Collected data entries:
**********
Issue #108, opened 2020-02-08
libgmp.so can get built into libtool/lib64


aspiers:
`contract/vm.go` seems to assume that libgmp.so will always get built into `libtool/lib/`:

https://github.com/aergoio/aergo/blob/87a379a44bb03c8dc6f29e70732e5a1b297a9a1f/contract/vm.go#L13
**********
▶ _What to do_
Your job is to restate all of the data word for word.

▶ _Output for this task_
Issue #108, opened 2020-02-08
libgmp.so can get built into libtool/lib64


aspiers:
`contract/vm.go` seems to assume that libgmp.so will always get built into `libtool/lib/`:

https://github.com/aergoio/aergo/blob/87a379a44bb03c8dc6f29e70732e5a1b297a9a1f/contract/vm.go#L13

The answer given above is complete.